Ghost work – work done in the shadows, invisible to the public eye. Work that is usually chalked up to the magic of computers and software and automation and AI, are in fact often done with significant help from an army of invisible workers. Recommendation suggestions, search term tuning, internet moderation, image recognition, all of these things we take for granted as being done by the magic of computers actually use an enormous amount of manual human effort, solely because the moment-to-moment general human creativity and ingenuity is something that is not yet emulated by machines. This book is telling the story of this invisible work – both the individual human stories as well as the 10,000 feet view of this globally distributed, disparate workforce. The goals of ghost work is to bridge the gap in “automation’s last mile”, a mile that is seemingly never bridged because the end goal keeps moving as engineers keep thinking of newer and newer applications for AI. The reading introduces a few of the kinds of people who participate in this machine, their goals, their troubles, their circumstances. It also introduces the big players in the field, from Amazon’s public offering for micro tasks, to Upwork and Amara’s offerings of more creative, effortful tasks.
The is an interesting and insightful look into this plane that is never really seen and almost never thought about because the results are indistinguishable from most other mechanical work done by software. I was particularly struck by how varied and extensive the kinds of work are. The utility of ghost work for labelling and correcting product descriptions is immediately apparent. But live verification of an Uber driver’s ID, where a person’s livelihood might hang on to some person’s 10 seconds of thought thousands of miles away is truly mind boggling. The more I read, the more I agree with how depersonalizing working for something like MTurk or UHRS can be. In those worlds, you are an alphanumeric string, fighting to snap up small tasks from other alphanumeric strings. Without a human support system around you, this can drive anyone crazy going from one mundane task to another. I see some more satisfaction can be derived from the more macro tasks of Upwork, but the fact that tasks for even these kinds of work can be dispatched by API, where the worker would potentially never interact with another actual human, is still deeply depersonalizing. People are not meant to be treated as a resource to be automated away and the typical practices where the persons who commissions the work has no idea of the real people on the other side doing the work irks me greatly.
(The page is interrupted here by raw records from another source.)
PR #532, opened 2025-04-11
chore: remove deprecated gf-form-switch

polomani:
**Problem / User story**
some css styles are about to be removed: https://github.com/cognitedata/cognite-grafana-datasource/issues/384
In our case it's `gf-form-switch` which used for `Switch` component.

**Solution**
- `Switch` is replaced with `InlineSwitch` which is essencially the same.
- additionally fixed the empty `Observable` response when there no valid queries (otherwise it's failing e2e test, due to infinite loading). This bug was introduced when recently when we started using observables.

**Have tests been updated?**
- yes, added e2e test that with the switches (timeseries from asset query)
- added a fixture to wait for the panel to finish loading

**Screenshots and examples**

Screenshot 2025-04-11 at 15 04 13

### DIFF
--- a/src/components/resourceSelect.tsx
+++ b/src/components/resourceSelect.tsx
@@ -89,7 +89,7 @@ export function ResourceSelect(props: {
         defaultOptions
         value={current.value ? current : null}
         placeholder={`Search ${resourceType.toLowerCase()} by name/description`}
-        className="cognite-dropdown width-20"
+        className="cog-mr-4 width-20"
         onChange={onDropdown}
       />
       <FormField
--- a/src/components/resourceSelect.tsx
+++ b/src/components/resourceSelect.tsx
@@ -49,6 +49,9 @@ export function ResourceSelect(props: {
   };
 
   const fetchDropdownResource = async (id: IdEither) => {
+    if (('externalId' in id && !id.externalId) || ('id' in id && !id.id)) {
+      return null;
+    }
     try {
       const [res] = await fetchSingleResource(id);
       return res;
--- a/src/css/query_editor.css
+++ b/src/css/query_editor.css
@@ -10,14 +10,6 @@
   min-width: 20rem;
 }
 
-.gf-form-select-wrapper select.gf-form-input {
-  height: 2.64rem;
-}
-
-.gf-form-select-wrapper--caret-indent.gf-form-select-wrapper::after {
-  right: 0.775rem;
-}
-
 .gf-tabs-cognite.active:before,
 .gf-tabs-cognite.active:focus:before,
 .gf-tabs-cognite.active:hover:before {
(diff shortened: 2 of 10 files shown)


src/components/resourceSelect.tsx
```diff
@@ -49,6 +49,9 @@ export function ResourceSelect(props: {
   };
 
   const fetchDropdownResource = async (id: IdEither) => {
+    if (('externalId' in id && !id.externalId) || ('id' in id && !id.id)) {
+      return null;
+    }
```
polomani, line 54: happens on new (empty) panels in the editor, a bit annoying

src/css/query_editor.css
```diff
@@ -33,8 +33,7 @@ pre code,
   line-height: 2;
 }
 
-.cognite-dropdown,
-.gf-form-switch {
+.cognite-dropdown {
   margin-right: 4px;
 }
```
lpereiracgn, line 38: I see we're only using this property in `AsyncSelect => className="cognite-dropdown width-20"`
Do we really need a CSS property for setting that? Is it possible to use a helper similar to `width-{x}`?

src/parser/ts/parser.unit.test.ts
```diff
@@ -543,8 +543,8 @@ describe('parse unary "-" operator', () => {
       expect(parse(query)).toEqual(expected);
       const endTime = Date.now(); 
       const timeDiff = endTime - startTime; 
-      // in case you have to bump the limit up from 20ms, make sure you know what you are doing :)
-      expect(timeDiff).toBeLessThan(20);
+      // in case you have to bump the limit up from 50ms, make sure you know what you are doing :)
+      expect(timeDiff).toBeLessThan(50);
```
lpereiracgn, line 547: Why the bump? 👀

tests/queryEditor.spec.ts
```diff
@@ -0,0 +1,73 @@
...
+        return false;
+      }
+    }
+  )).toBeOK();
+
+  await expect.poll(async () => {
+    const buttonTexts = await panelEditPage.panel.locator.getByRole('button', { name: /59.9139-10.7522.*/ }).allInnerTexts();
+    return buttonTexts.sort();
+  }, { timeout: 10000 }).toEqual(expectedTs);
+});
```
lpereiracgn, line 73: Why to use `expect.poll` here?

src/parser/ts/parser.unit.test.ts
polomani: flaky, 20 vs 50 should not be a big difference for the user

tests/queryEditor.spec.ts
polomani: Need to sort them before using `expect`, because of this we lose native timeout behaviour of expect..
otherwise it'll try to find buttons and if they are not there it'll fail immediately.
do you know any other way?

src/css/query_editor.css
polomani: I renamed this to `cog-mr-4`, since `mr-4` doesn't work (I guess there is no tailwind under the hood)

polomani: and removed unused classes

polomani: renamed it to `cog-mr-4` just to make it obvious it's a helper (there is no standard one there, unfortunately)

lpereiracgn (approved):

Things this reminds me of:
The Diamond Age by Neal Stephenson – The Young Lady’s Illustrated Primer is a sci-fi nanotech book that creates stories with AI to teach things, both school education and life skills, to the user from childhood. The rub is that there is a person behind the book doing the acting and direction for the stories and lessons in the book, it is not completely AI created. Stephenson makes the case that you need a human connection for proper human development and cannot solely depend on AI to do all the work. I’m reminded of this by the story of Ayesha intervening to approve the Uber drivers profile, because the human ingenuity is necessary for this apparently automated process to work correctly.
Snow Crash by Neal Stephenson – the protagonist (actually named Hiro Protagonist) is a CIC Stringer, basically a ghost worker contributing small pieces of information for money to a large database (think Wikipedia if it was run by the CIA).
Discworld: Moving pictures by Terry Pratchett – The video camera in the Discworld book is actually a hollow box with a crank and demons living inside. If you turn the crank, the demons inside are beaten by the crank mechanism into painting pictures of what they see outside the camera. The faster you turn the crank, the more they are hit and the faster the demons are made to draw. The “magic box” actually produces movies because of the secret invisible effort of a bunch sentient beings rather than due to magic technological inventions. It’s smoke and mirrors. And consider how the creatures are being treated in this scenario, whipped by a mechanical hand. I definitely see some parallels here to the nature of ghost work.
Questions for Discussion:
1. Will we ever bridge automation’s last mile? Or will the goalposts always keep moving?
2. Like in The Diamond Age, will we always continue to need humans because of the need for human ingenuity and adaptability to allow progress? Will we continue to need them for genuine human connection?
3. I’ve heard of human in the loop machine learning, and I always visualized it as a wise human teacher guiding a young AI padawan. Given what we know about ghost work used for training, is HITLML actually a lot more depersonalized, or is that just one kind of HITLML?
4. What kinds of work would need a worker+verifier? And what kind of work needs just the worker?